Pull each line holding the word "import" from the data.

•••••

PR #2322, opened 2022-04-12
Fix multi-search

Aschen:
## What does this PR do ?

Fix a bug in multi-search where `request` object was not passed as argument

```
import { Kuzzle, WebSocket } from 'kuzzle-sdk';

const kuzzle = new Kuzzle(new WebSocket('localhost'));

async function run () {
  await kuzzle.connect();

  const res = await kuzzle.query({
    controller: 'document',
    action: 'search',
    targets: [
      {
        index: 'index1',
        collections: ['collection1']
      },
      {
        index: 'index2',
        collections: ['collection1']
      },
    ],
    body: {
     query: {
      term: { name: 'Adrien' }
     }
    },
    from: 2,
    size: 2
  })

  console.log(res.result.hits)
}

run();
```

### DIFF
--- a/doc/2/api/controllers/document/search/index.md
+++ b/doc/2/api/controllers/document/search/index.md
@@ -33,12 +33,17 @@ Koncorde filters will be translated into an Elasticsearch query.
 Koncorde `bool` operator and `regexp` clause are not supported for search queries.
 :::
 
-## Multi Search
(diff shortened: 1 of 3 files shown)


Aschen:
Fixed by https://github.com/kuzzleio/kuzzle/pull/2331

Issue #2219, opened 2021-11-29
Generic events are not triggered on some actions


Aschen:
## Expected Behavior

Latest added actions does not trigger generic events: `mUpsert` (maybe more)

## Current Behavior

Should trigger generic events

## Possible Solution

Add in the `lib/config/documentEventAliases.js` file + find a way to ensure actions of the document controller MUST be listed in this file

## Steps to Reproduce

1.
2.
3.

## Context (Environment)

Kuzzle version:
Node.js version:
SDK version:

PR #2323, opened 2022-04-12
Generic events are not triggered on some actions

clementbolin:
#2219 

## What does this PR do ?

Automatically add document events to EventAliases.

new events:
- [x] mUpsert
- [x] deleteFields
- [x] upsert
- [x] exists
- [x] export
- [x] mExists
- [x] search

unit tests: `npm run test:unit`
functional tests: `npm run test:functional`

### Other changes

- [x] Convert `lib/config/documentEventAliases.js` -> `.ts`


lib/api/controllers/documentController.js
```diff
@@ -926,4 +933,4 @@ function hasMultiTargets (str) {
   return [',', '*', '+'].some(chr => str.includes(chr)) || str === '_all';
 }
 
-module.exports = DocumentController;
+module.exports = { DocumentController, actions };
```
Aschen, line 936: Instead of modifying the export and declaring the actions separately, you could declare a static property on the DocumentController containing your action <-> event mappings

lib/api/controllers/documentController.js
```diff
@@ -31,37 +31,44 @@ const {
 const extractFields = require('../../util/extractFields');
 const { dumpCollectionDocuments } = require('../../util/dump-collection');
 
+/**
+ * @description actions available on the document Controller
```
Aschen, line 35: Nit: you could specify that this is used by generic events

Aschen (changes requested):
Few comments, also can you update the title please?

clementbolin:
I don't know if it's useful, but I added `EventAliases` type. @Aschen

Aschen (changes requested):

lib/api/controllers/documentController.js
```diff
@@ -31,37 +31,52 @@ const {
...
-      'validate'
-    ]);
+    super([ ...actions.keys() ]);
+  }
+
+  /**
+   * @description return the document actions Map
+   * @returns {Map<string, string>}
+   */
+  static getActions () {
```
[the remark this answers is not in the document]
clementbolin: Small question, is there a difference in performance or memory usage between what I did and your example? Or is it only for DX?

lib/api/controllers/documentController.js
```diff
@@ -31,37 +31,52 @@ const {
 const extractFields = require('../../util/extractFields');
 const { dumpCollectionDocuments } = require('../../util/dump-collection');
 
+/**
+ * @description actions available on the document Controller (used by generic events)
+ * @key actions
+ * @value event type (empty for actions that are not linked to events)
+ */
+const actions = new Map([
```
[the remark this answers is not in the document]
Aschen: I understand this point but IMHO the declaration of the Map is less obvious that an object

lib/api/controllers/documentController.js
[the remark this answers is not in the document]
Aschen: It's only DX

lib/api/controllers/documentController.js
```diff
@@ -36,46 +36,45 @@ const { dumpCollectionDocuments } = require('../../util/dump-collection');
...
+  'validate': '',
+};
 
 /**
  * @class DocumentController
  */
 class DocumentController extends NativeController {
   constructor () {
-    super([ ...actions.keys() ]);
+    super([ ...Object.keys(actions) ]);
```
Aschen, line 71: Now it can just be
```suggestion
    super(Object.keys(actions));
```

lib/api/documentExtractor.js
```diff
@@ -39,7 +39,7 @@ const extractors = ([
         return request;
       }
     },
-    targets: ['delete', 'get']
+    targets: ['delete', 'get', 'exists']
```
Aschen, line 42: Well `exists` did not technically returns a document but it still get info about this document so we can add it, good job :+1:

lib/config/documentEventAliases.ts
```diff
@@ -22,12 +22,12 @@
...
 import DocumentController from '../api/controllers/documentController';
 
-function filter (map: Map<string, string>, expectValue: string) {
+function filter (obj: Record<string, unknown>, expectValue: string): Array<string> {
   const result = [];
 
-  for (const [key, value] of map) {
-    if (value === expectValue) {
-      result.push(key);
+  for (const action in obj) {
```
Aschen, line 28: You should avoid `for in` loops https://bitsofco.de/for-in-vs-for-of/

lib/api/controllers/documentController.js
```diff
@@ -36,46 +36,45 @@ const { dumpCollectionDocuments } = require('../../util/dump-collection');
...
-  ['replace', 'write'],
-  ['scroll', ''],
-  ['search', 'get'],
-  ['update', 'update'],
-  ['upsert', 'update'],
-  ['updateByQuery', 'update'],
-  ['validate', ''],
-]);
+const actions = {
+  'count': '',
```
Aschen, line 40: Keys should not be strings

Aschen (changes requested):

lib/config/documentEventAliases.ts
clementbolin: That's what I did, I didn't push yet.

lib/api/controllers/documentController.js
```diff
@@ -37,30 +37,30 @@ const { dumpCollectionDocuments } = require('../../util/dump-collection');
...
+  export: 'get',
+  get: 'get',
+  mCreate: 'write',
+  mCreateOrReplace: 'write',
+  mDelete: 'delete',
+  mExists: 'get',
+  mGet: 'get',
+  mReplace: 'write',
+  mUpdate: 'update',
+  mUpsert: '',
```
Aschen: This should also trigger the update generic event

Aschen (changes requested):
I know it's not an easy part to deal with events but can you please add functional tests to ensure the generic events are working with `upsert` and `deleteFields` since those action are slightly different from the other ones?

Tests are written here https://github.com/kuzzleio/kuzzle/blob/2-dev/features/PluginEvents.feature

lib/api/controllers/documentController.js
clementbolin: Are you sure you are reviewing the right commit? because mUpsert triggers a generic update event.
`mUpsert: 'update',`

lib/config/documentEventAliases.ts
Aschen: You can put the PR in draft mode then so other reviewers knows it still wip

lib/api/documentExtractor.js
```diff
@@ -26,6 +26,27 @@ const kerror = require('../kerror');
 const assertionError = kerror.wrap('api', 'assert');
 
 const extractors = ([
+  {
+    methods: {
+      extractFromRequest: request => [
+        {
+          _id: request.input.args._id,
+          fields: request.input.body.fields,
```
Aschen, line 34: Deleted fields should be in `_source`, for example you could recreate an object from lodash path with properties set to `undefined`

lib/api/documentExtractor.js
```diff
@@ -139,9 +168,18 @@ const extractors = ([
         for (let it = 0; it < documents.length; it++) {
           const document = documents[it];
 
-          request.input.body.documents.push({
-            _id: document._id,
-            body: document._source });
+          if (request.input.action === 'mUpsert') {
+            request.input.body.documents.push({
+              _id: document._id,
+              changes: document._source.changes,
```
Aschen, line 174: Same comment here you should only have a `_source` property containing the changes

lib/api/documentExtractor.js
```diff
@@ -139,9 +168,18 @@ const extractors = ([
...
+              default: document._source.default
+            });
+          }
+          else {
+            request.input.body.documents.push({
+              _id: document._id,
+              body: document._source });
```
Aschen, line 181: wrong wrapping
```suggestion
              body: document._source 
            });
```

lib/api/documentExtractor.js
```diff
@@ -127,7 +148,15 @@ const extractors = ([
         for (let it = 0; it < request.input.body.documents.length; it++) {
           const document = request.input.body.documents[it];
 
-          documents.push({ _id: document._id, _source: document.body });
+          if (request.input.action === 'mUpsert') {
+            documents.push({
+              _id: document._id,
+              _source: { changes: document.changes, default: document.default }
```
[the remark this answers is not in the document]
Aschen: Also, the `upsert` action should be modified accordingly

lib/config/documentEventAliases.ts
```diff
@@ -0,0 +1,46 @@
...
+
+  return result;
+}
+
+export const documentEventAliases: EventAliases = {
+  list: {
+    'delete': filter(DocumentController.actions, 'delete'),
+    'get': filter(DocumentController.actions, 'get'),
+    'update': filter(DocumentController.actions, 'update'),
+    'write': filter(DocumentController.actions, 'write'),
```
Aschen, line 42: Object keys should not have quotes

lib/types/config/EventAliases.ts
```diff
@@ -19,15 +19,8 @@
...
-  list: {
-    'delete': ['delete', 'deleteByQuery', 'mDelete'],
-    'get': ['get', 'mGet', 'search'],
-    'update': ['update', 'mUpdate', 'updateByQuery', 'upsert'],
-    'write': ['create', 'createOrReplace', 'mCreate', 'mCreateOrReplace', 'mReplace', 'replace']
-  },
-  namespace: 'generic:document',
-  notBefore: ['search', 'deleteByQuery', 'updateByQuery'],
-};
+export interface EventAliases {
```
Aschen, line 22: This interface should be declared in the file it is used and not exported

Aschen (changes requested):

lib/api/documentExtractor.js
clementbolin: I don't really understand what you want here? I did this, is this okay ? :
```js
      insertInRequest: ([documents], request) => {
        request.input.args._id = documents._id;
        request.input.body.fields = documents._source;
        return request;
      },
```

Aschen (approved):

•••••

◆ Written response
import { Kuzzle, WebSocket } from 'kuzzle-sdk';
 import DocumentController from '../api/controllers/documentController';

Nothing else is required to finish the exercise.